Insurance Fraud Detection
How I built a predictive model to flag fraudulent claims using XGBoost — and what I learned about the importance of business context in feature selection.
Why this project?
Insurance fraud costs the industry billions annually, and companies are constantly seeking ways to detect and prevent it. I wanted to tackle a real-world problem with significant financial implications and was specifically looking to work on a predictive model with a binary outcome in this case fraud or not fraud.
The subject matter was also a fantastic example of an imbalanced dataset. As I'll get into later the fact that most of the data is skewed towards legitimate claims made this project more challenging, and as a result more satisfying to complete.
Exploratory Data Analysis
Before jumping straight into model building, I needed to understand the shape of the data. This step confirmed what some of the challenges of working with this dataset would be:
- Severe Class Imbalance: Given the way legitimate claims outweight fradulent ones in this data set, I recognized I would have to be careful about what metrics I focused on for this project. Simply guessing legitimate every time on this data set would result in pretty high accuracy at face value.
- Outliers and Non-linearities: Variables like
total_claim_amounthad massive outliers, and the relationship between a driver's age and fraud likelihood wasn't a simple straight line.
These discoveries lead me to decide on the Random Forest model for this project at first.
How it works & Model Decisions
The project is built entirely in Python using a Jupyter Notebook, keeping the focus strictly on data exploration and model building. The dataset comes from Kaggle, I've linked it below, and in the notebook
At this point you might have noticed the discrepancy between the model in the subtitle and in the last paragraph. Random Forest was ultimatly not a fit for my purposes mainly because it wasn't great at handling the first problem of severe class imbalance. Tree-based models are great for tackling some of the problems with this data set, such as the inherently noisy data, extreme outliers and non-linear relationships between features and outcomes.I also has believed I could use the class weight parameter to alleviate the imbalance of fradulent claims. Unfortunately I realized the model was defaulting heavily towards the more common legitimate class even with the balanced weighting.

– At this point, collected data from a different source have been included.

PR #130, opened 2015-08-12
Remove adaptive ping, log connection losses

### LINKED ISSUE #103: Send a special WebSocket close code for clients that ping too frequently
For context: https://bugzilla.mozilla.org/show_bug.cgi?id=1152264

In #78, we introduced an adaptive response delay for clients that ping too frequently. Unfortunately, folks are still reporting high battery and data usage, even with the fix in place. This is caused by a bug in the client's adaptive ping logic, and affects all FxOS 2.x releases (1.x is unaffected because it didn't ship with adaptive pings).

Any client can potentially enter this state (especially those on unreliable networks), and there's no recovery apart from manually resetting the prefs. The client patch is in place, but has not yet been uplifted.

On our end, we can detect when clients enter a ping loop, and send a special WebSocket close code (4774). This is normally used for UDP wake-up: if the client detects this code, it won't reconnect, as it expects the server to wake it up for incoming notifications.

The trade-off is that phones on non-TEF networks won't receive any push notifications until their network status changes—either they lose reception and reconnect, or their phone switches between cellular and Wi-Fi. (TEF has their own UDP wake-up platform, so we can actually make this work for them). But it's a small price to pay for battery life and reasonable data usage.

A vague plan:

- [ ] Remove the adaptive response delay, and disconnect clients that ping too frequently.
- [ ] On disconnect, store the connection lifespan in DynamoDB. I think this calls for a weighted moving average, to minimize the impact on well-behaved clients that happen to be on spotty networks.
- [ ] When the client reconnects, look up its average connection lifespan. If it drops below a threshold (15 seconds?), flush any pending messages, then close its connection via `self.sendClose(code=4774)`.

bbangert:
* Remove adaptive ping entirely. Send special close code and drop clients that
  ping more frequently than 55 seconds (approx 1 min). This will result in
  clients that ping too much being turned away for awhile, but will alleviate
  data/battery issues in buggy mobile clients. Issue #103.
* Log all disconnects, whether they were clean, the code, and the reason.

Closes #103.

### DIFF
--- a/autopush/tests/test_websocket.py
+++ b/autopush/tests/test_websocket.py
@@ -549,6 +549,14 @@ class WebsocketTestCase(unittest.TestCase):
         f.addErrback(lambda x: d.errback(x))
         return d
 
+    def test_auto_ping(self):
+        self.proto.ping_time_out = False
+        self.proto.dropConnection = Mock()
+        self.proto.debugCodePaths = False
+        self.proto.onAutoPingTimeout()
+        ok_(self.proto.ping_time_out, True)
+        ok_(self.proto.dropConnection.called)
+
     def test_deferToLater(self):
         self._connect()
 
--- a/autopush/tests/test_websocket.py
+++ b/autopush/tests/test_websocket.py
@@ -54,6 +54,7 @@ class WebsocketTestCase(unittest.TestCase):
         self.proto.sendClose = self.close_mock = Mock()
         self.proto.transport = self.transport_mock = Mock()
         self.proto.closeHandshakeTimeout = 0
+        self.proto.autoPingInterval = 300
         self.proto._force_retry = self.proto.force_retry
         settings.metrics = Mock(spec=Metrics)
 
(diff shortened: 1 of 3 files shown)


kitcambridge:
Looks good! Going to try this out with my Flame tomorrow.

autopush/websocket.py
```diff
@@ -657,28 +672,24 @@ def _send_ping(self):
...
 
         """
         now = time.time()
         last_ping_ago = now - self.last_ping
-        if last_ping_ago >= 9:
+        if last_ping_ago >= 55:
             self._send_ping()
         else:
-            return self.deferToLater(9 - last_ping_ago, self._send_ping)
+            self.sendClose(code=4774)
```
kitcambridge: Actually, could you add a counter here, please? I'm wondering how many times we'll hit this...

autopush/tests/test_websocket.py
```diff
@@ -54,6 +54,7 @@ def setUp(self):
         self.proto.sendClose = self.close_mock = Mock()
         self.proto.transport = self.transport_mock = Mock()
         self.proto.closeHandshakeTimeout = 0
+        self.proto.autoPingInterval = 300
```
jrconlin: Do we want to make this a config value now? I'm  being a bit paranoid because the value is a guess and having it a config would let us make a tweak without pushing code.

jrconlin:
Looks good.

autopush/tests/test_websocket.py
bbangert: This value is set by the config already, since we don't fully instantiate the class here with all the settings, this just sets it up as it will be when used outside of the unit test.

jrconlin: sorry, my confusion. I'm ok with merging once the counter Kit asked for is in.

kitcambridge: Ben and I talked about this a bit more yesterday, but I'd love to hear your thoughts, too. A counter would satisfy our curiosity, but it's not really actionable. (This is the same guidance I've received for Sync telemetry in Firefox).

In our case, we already know clients are susceptible to this bug; we just can't do anything except institute the workaround. It doesn't tell us if the workaround is effective, just that clients are buggy. Reduced reconnect rates might be a better measure.

Ben pointed out this applies to other metrics we record, too—for example, what new information do we get from counting the number of client pings?

jrconlin: Well, I'm a fan of collecting metrics that answer questions rather than just bulk collection, but part of this exercise is that we really don't have much information backing up some of the decisions we're making. In this case, knowing how many aggressive pings we're shutting down shows how many clients we're effectively orphaning. These will be devices that will not have ping work correctly, and that's a concern. Hopefully it's a small percentage.

I'll agree that auditing other metrics is definitely worth it.

jrconlin: Removing my concern after discussion. We can derive the information from analyzing the logging metadata. The metric doesn't carry enough data to be useful.

jrconlin:
r+

PR #590, opened 2016-08-09
bug: Update FCM handler to more accurately reflect API

### LINKED ISSUE #589: Add FCM library support
FCM can return status as a JSON object which may not be fully readable by the gcmclient library. 
Recommend using or creating a FCM compliant library for the FCM router.

jrconlin:
FCM, while compatible with GCM, has a much richer error handler. We
should also use a fcm specific bridging library.

closes #589 

@pjenvey r?

### DIFF
--- a/autopush/router/fcm.py
+++ b/autopush/router/fcm.py
@@ -1,6 +1,5 @@
 """FCM Router"""
-import gcmclient
-import json
+import pyfcm
 
 from twisted.internet.threads import deferToThread
 from twisted.logger import Logger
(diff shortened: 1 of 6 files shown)


autopush/router/fcm.py
```diff
@@ -32,8 +31,87 @@ def __init__(self, ap_settings, router_conf):
         self.auth = router_conf.get("auth")
         self.metrics = ap_settings.metrics
         self._base_tags = []
+        self.creds = {}
+        self.regid = ""
+        self.reasonTable = {
```
pjenvey: I'd prefer reasonTable as a global var, or as a class var like APNSRouter.errors since it's a big chunk of immutable data

autopush/router/fcm.py
```diff
@@ -32,8 +31,87 @@ def __init__(self, ap_settings, router_conf):
...
+                "msg": ("'to' or 'registration_id' is blank or"
+                        " invalid: {regid}"),
+                "err": 500,
+                "errno": 1,
+            },
+            "InvalidRegistration": {
+                "msg": "registration_id is invalid: {regid}",
+                "err": 410,
+                "errno": 105,
+                "crit": True,
```
pjenvey: I'd argue these are more error log level vs critical as they're all somewhat expected. fcm.py already has 1 log.critical call for one case, I'll argue that that one switch to error as well.

autopush/router/fcm.py
```diff
@@ -72,11 +151,17 @@ def route_notification(self, notification, uaid_data):
...
+            raise self._error("No registration token found. "
+                              "Rejecting message.",
+                              410, errno=106, log_exception=False)
+        self.regid = router_data.get("token")
         # Payload data is optional. The endpoint handler validates that the
         # correct encryption headers are included with the data.
         if notification.data:
             mdata = self.config.get('max_data', 4096)
-            if len(notification.data) > mdata:
+            self.notifLen = len(notification.data)
```
pjenvey: PEP8 notifLen, and assigning it to self isn't necessary

autopush/router/fcm.py
```diff
@@ -96,79 +181,74 @@ def _route(self, notification, router_data):
...
+                )
+                raise RouterException("FCM failure to deliver",
+                                      status_code=err['err'],
+                                      response_body="Please try request "
+                                                    "later.")
+            self.log.info("{msg} : {info}",
+                          msg=err['msg'],
+                          info={"senderid": self.creds.get('registration_id'),
+                                "reason": reason,
+                                "error": err['msg']})
```
pjenvey: this is redundant w/ msg=err['msg'] a few lines above

autopush/router/fcm.py
jrconlin: I'll agree about InvalidRegistration & DeviceMessageRateExceeded (since I missed those when I was cleaning up) but the other ones imply something seriously wrong with either our code or that the FCM endpoint has changed. I'm willing to say those are critical.

autopush/router/fcm.py
```diff
@@ -96,79 +181,74 @@ def _route(self, notification, router_data):
...
+                dry_run=self.dryRun or ('dryrun' in router_data),
+                registration_id=self.regid,
+                time_to_live=self.router_ttl,
+            )
+        except pyfcm.errors.AuthenticationError as e:
             raise self._error("Authentication Error: %s" % e, 500)
         except Exception as e:
             raise self._error("Unhandled exception in FCM Routing: %s" % e,
                               500)
         self.metrics.increment("updates.client.bridge.gcm.attempted",
```
pjenvey: Might as well switch this to ..bridge.fcm.attempted while you're here?

autopush/router/fcm.py
jrconlin: Crap. yeah, leftover from a previous thought. I can revert this back and drop notifLen entirely, since I'm passing notification to _process_reply()

autopush/router/fcm.py
```diff
@@ -32,8 +31,87 @@ def __init__(self, ap_settings, router_conf):
         self.auth = router_conf.get("auth")
         self.metrics = ap_settings.metrics
         self._base_tags = []
+        self.creds = {}
```
pjenvey: I'd like to kill self.creds and self.regid because they get mutated during register/route calls. We can explicitly pass the creds/regid from router_data to _process_reply (or just pass the whole router_data dict itself), then the vars on self won't be necessary

pjenvey: Similar comment for self.router_ttl -- it's really just a local variable used in the _route method -- so a self.router_ttl is not needed

pjenvey:
r+

PR #591, opened 2016-08-09
feature: better documentation for config files & locations

### LINKED ISSUE #572: Simplify config system
Right now we have three config files (four if you include boto). Two are specific to the type of app instance we're starting and one is shared. While we keep the files in reasonably well known locations, there can be some confusion because the names for the config file name changes subtly (e.g. ./configs/autopush_shared.ini, ~/.autopush_shared.ini, /etc/autopush_shared.ini)

We may want to include a "--config_dir" option, and rename the ./config files as *.sample or something.

jrconlin:
Add documentation about the value of the configuration files and
where they can be located on the system.

Closes #572 

@pjenvey r?


pjenvey:
Did you git mv the configs? I don't see the .sample files here (they weren't staged?)

docs/install.rst
```diff
@@ -56,6 +56,58 @@ to specify the ``-p <path to pypy>`` option):
...
+line. if an unexpected option is present in a configuration file, the application
+will fail to start.
+
+Configuration files can be located in:
+
+* in the /etc/ directory
+
+* in the $HOME or current directory (prefixed by a period '.')
+
+* in the configs subdirectory
```
pjenvey: Mention configs before $HOME/current since that's the order they're checked

pjenvey:
Also there's a lingering reference to configs/autopush_shared.ini in running.rst

jrconlin:
Weird, I did git mv the configs. Might have gotten stomped on the rebase.

pjenvey:
r+

PR #593, opened 2016-08-10
feat: Allow both "Bearer" and "WebPush" as Auth tokens

### LINKED ISSUE #592: VAPID auth scheme name is now "WebPush", not "Bearer"
I raised this in webpush-wg/webpush-vapid#7 a few months ago, and we decided to keep `Bearer` then...but that's since changed in  webpush-wg/webpush-vapid#18. The correct scheme name is now `WebPush` (though we'll probably want to allow both for back-compat).

See also: web-push-libs/web-push#200

jrconlin:
VAPID spec recently changed to specify "WebPush" as valid Authorization
token ID. Code allows either Bearer or WebPush while external code
transitions.

Closes #592 

@pjenvey, @kitcambridge r?


pjenvey:
r+

Issue #595, opened 2016-08-10
Remove s3/misc remnants


pjenvey:
We forgot to remove a few obsoleted config options from the sample config files (the s3 options and a couple others)

We can also remove the mock_s3 calls from tests.

PR #596, opened 2016-08-11
fix: remove obsoleted options from sample config files, and mock_s3 w…

pjenvey:
kill some old stuff, #595

r? @jrconlin


jrconlin:
Huh, for some reason, I thought I had dropped these earlier. Thanks!

r+

PR #600, opened 2016-08-12
 feat: Validate Encryption/C-Key headers in preflight

### LINKED ISSUE #456: Validate crypto headers
@jrconlin brings up a great point in https://github.com/mozilla-services/autopush/pull/452#issuecomment-215485775:

> They already have several significant hurdles to overcome (encryption, user data management, scaling) and then us rejecting their submission because they included characters that literally signify nothing would certainly put me into a foul mood.

We can also help developers by rejecting invalid or incomplete `Encryption` (and `Content-Encoding`) headers, like we already do for `Crypto-Key`. May as well reject early with an informative error instead of storing and delivering a message that the client will drop immediately.

jrconlin:
Check the encryption headers to make sure they're roughly valid before
passing them on to the client.

Closes #456

@pjenvey r?

### DIFF
--- a/autopush/tests/test_endpoint.py
+++ b/autopush/tests/test_endpoint.py
@@ -219,7 +219,7 @@ class EndpointTestCase(unittest.TestCase):
         frouter.route_notification = Mock()
         frouter.route_notification.return_value = RouterResponse()
         self.endpoint.chid = dummy_chid
-        self.request_mock.headers["encryption"] = "stuff"
+        self.request_mock.headers["encryption"] = "salt=stuff"
         self.request_mock.headers["content-encoding"] = "aes128"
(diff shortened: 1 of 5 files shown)


autopush/tests/test_endpoint.py
```diff
@@ -697,11 +734,12 @@ def handle_finish(result):
             self.endpoint.set_status.assert_called_with(400, None)
 
         self.finish_deferred.addCallback(handle_finish)
+        # Wait, is this dropping to simplepush!?
```
pjenvey: is this comment still needed?

pjenvey:
I'm wondering if that's a stray comment in test_endpoint but
r+

PR #601, opened 2016-08-12
docs: describe configuration of SSL/TLS

pjenvey:
This is probably enough for #565, for now

r? @jrconlin

### DIFF
--- a/docs/running.rst
+++ b/docs/running.rst
@@ -65,6 +65,43 @@ You may also want to enable human readable logs in the shared config file:
     ; Uncomment to provide stdout logging in a more human readable format.
     #human_logs
 
+Configuring SSL/TLS
+-------------------
+
+The Push protocol mandates use of SSL/TLS connections to ensure the integrity
+of push subscription data. This rule can be ignored for testing purposes
+only. This requires a valid, trusted TLS certificate (for example, from `Let's
+Encrypt`_).
+
+The ``ssl_key`` and ``ssl_cert`` options configure a TLS certificate for
+endpoint's HTTPS and or connection node's WebSocket Secure (WSS) connections:
+
+.. code-block:: ini
+
+    ; TLS private key and certificate file paths, used for the main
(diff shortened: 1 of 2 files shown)


docs/running.rst
```diff
@@ -65,6 +65,39 @@ You may also want to enable human readable logs in the shared config file:
...
+-------------------
+
+The Push protocol mandates use of SSL/TLS connections to ensure the integrity
+of push subscription data. This rule can be ignored for testing purposes
+only. This requires a valid, trusted TLS certificate (for example, from `Let's
+Encrypt`_).
+
+The ``ssl_key`` and ``ssl_cert`` options configure a TLS certificate for both
+the endpoint's HTTPS and connection node's WebSocket Secure (WSS) connections:
+
```
jrconlin: Wonder if we should note that different creds can be used for endpoint and connection handlers by moving these option definitions to the appropriate config files? (Could be consideration if you don't have a wild card cert.)

docs/running.rst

For the replacement model, I used a Gradient Boosting model provided through the XGBoost library. This model build's tree sequentially and has iterations correcting the errors of their predecessors. This is useful here because the minority case (fraudulent claims) tend to produce erros more often at first which gets them a disproportionate amount of attention in later trees. This instantly provided results and before even looking at specific numbers it was apparent based on the correlation graph that the majority of fraud cases were being identified.
Weighing Feature Impact
An extra detail I worked on was a bar graph measuring howw much weight certain features had on the model's predictions. The Saab 9-5 came out on top as the strongest feature that the model weighed towards fraud followed by the insurance policy being on chess. Conversely incidents where the claimant lost everything seems to be a signal legitimiacy.
Conclusions
Overall I was pretty happy with how this project turned out. The final model had a ROC AUC score of 0.84 and a recall of 82% on the fraud cases which I thought was pretty good given the imbalance of the dataset and the fact that I didn't do any feature engineering. More important than the specific numbers though, I learned alot about the value of doing exploratory data analysis before diving into working with models, and how important it is to maintain my knowledge of what models and libraries are out there. If I had been more familiar with Gradient Boosting from the start I may not have wasted time trying a random forest model that let 95% of fraud cases slip by. This project mainly serves as a proof of concept and a real production version could likely further improve the recall with strategies such as feature engineering new features from the existing ones
Takeaways
- 01 Gradient Boosting: I'll keep this mind when I have a problem that might be solved by having having trees directtly iterate on their predecessors, like a class imbalance
- 02 Next Steps: Knowing why a claim was flagged is as important as the flag itself. In a business environment, it would be helpful to next work on if the most important weighed features are actually statistically significant and if so why are they so conducive to fraud.
- 03 Real World Application: Building an accurate model is only step one; integrating the predicted probabilities into a triage workflow for investigators is the real value.